Work instruction>
Go through the data below line by line and report how many lines contain "would", giving only that figure.

Exercise materials>
PR #1916, opened 2019-09-09
[PAN-3122] Allow private transactions to access public state

josh-richardson:
## PR description
This allows private transactions to access public state. Still a draft, this description needs to be updated.


acceptance-tests/src/test/java/tech/pegasys/pantheon/tests/web3j/privacy/PrivateContractPublicStateAcceptanceTest.java
```diff
@@ -0,0 +1,164 @@
...
+  public void mustAllowAccessToPublicStateFromPrivateTx() throws Exception {
+    final EventEmitter publicEventEmitter =
+        minerNode
+            .getPantheon()
+            .execute((contractTransactions.createSmartContract(EventEmitter.class)));
+
+    final TransactionReceipt receipt = publicEventEmitter.store(BigInteger.valueOf(12)).send();
+    assertNotNull(receipt);
+
+    CrossContractReader reader =
```
iikirilov: make local variable final

ethereum/core/src/main/java/tech/pegasys/pantheon/ethereum/core/ReadOnlyMutableAccount.java
```diff
@@ -0,0 +1,115 @@
...
+    return mutableAccount.getStorageValue(key);
+  }
+
+  @Override
+  public UInt256 getOriginalStorageValue(final UInt256 key) {
+    return mutableAccount.getOriginalStorageValue(key);
+  }
+
+  @Override
+  public NavigableMap<Bytes32, AccountStorageEntry> storageEntriesFrom(
```
iikirilov: We need to double-check this

ethereum/core/src/main/java/tech/pegasys/pantheon/ethereum/mainnet/MainnetContractCreationProcessor.java
```diff
@@ -113,6 +114,9 @@ public void start(final MessageFrame frame) {
           "Contract creation error: account as already been created for address {}",
           frame.getContractAddress());
       frame.setState(MessageFrame.State.EXCEPTIONAL_HALT);
+    } else if (contract instanceof ReadOnlyMutableAccount) {
```
iikirilov: I don't think we need this. Public contracts created from private contract calls would go through a child message frame

acceptance-tests/src/test/java/tech/pegasys/pantheon/tests/web3j/privacy/PrivateContractPublicStateAcceptanceTest.java
```diff
@@ -0,0 +1,164 @@
...
+
+    var transactionReceipt =
+        (PrivateTransactionReceipt)
+            privateReader.deployRemote(publicReader.getContractAddress()).send();
+
+    assertEquals(0, transactionReceipt.getLogs().size());
+  }
+
+  @Test
+  public void privateContractMustNotBeAbleToCallPublicContractWhichSelfDestructs()
```
iikirilov:
```suggestion
  public void privateContractMustNotBeAbleToCallSelfDetructOfPublicContract()
```

ethereum/core/src/main/java/tech/pegasys/pantheon/ethereum/core/ReadOnlyMutableAccount.java
```diff
@@ -0,0 +1,115 @@
...
+
+  private MutableAccount mutableAccount;
+
+  public ReadOnlyMutableAccount(final MutableAccount publicAccount) {
+    this.mutableAccount = publicAccount;
+  }
+
+  @Override
+  public void setNonce(final long value) {
+    throw new UnsupportedOperationException();
```
iikirilov: What are the implications of this if a new OPCode is added that we don't private contracts to call in the public state?

josh-richardson: We get into quite a nasty situation where pantheon tries to re-evaluate this over and over.

ethereum/core/src/main/java/tech/pegasys/pantheon/ethereum/mainnet/MainnetContractCreationProcessor.java
josh-richardson: I've run code coverage and this seems to be right. Will remove.

PR #1919, opened 2019-09-10
Events API: Transaction dropped, sync status, and renames

RatanRSur:
## PR description
Adds the ability to listen to SyncStatus changes and transaction dropped events to the `PantheonEvents` API


ethereum/eth/src/main/java/tech/pegasys/pantheon/ethereum/eth/sync/state/SyncState.java
```diff
@@ -49,17 +51,22 @@ public SyncState(final Blockchain blockchain, final EthPeers ethPeers) {
         });
   }
 
-  private void publishSyncStatus() {
+  @VisibleForTesting
```
abdelhamidbakhta: (discussion) : why `@VisibleForTesting` if public ?

pantheon/src/test/java/tech/pegasys/pantheon/services/PantheonEventsImplTest.java
```diff
@@ -166,25 +190,55 @@ public void newTransactionEventFiresAfterSubscribe() {
...
+
+    assertThat(result.get()).isNull();
+    // The max pool size is configured to 1 so adding two transactions should trigger a drop
+    transactionPool.addLocalTransaction(TX1);
+    transactionPool.addLocalTransaction(TX2);
+
+    assertThat(result.get()).isNotNull();
+  }
+
+  @Test
```
abdelhamidbakhta: nice test 🎉

ethereum/eth/src/main/java/tech/pegasys/pantheon/ethereum/eth/sync/state/SyncState.java
RatanRSur: I didn't know this before but `@VisibleForTesting` is for documentation purposes only! I used to think it actually changed the visibility for the tests in some special way. It's to communicate that if not for the tests, this method would be less visible.

ethereum/jsonrpc/src/test/java/tech/pegasys/pantheon/ethereum/jsonrpc/health/ReadinessCheckTest.java
```diff
@@ -141,6 +141,7 @@ public void shouldNotBeReadyWhenCustomMaxBlocksBehindIsInvalid() {
   }
 
   private Optional<SyncStatus> createSyncStatus(final int currentBlock, final int highestBlock) {
-    return Optional.of(new SyncStatus(0, currentBlock, highestBlock));
+    return Optional.of(
+        new tech.pegasys.pantheon.ethereum.core.SyncStatus(0, currentBlock, highestBlock));
```
shemnon: If only java had type aliases on import...

PR #1889, opened 2019-08-28
Refactoring Rocksdb as a module

CjHare:
## PR description
Applying the API interfaces and refactoring the RocksDB key value store into a plugin.

PR #1932, opened 2019-09-12
Revert "Refactoring Rocksdb as a module (#1889)"

shemnon:
## PR description

This reverts commit 3e1829f4 / PR #1889

Two failures
1) this no longer works in IntelliJ
2) this no longer works on existing databases that are not segmented.


CjHare:
These two issues should now fixed by https://github.com/PegaSysEng/pantheon/pull/1934 (verified with local testing by myself and @pinges) ...so, hopefully this revert is not going to be required 😉

PR #1937, opened 2019-09-13
Expose in plugins api storage service a getByName so that plugins can use builtin storage plugin

jframe:
## PR description
Expose in plugins api storage service a getByName so that plugins can use builtin storage plugin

Final answer>
2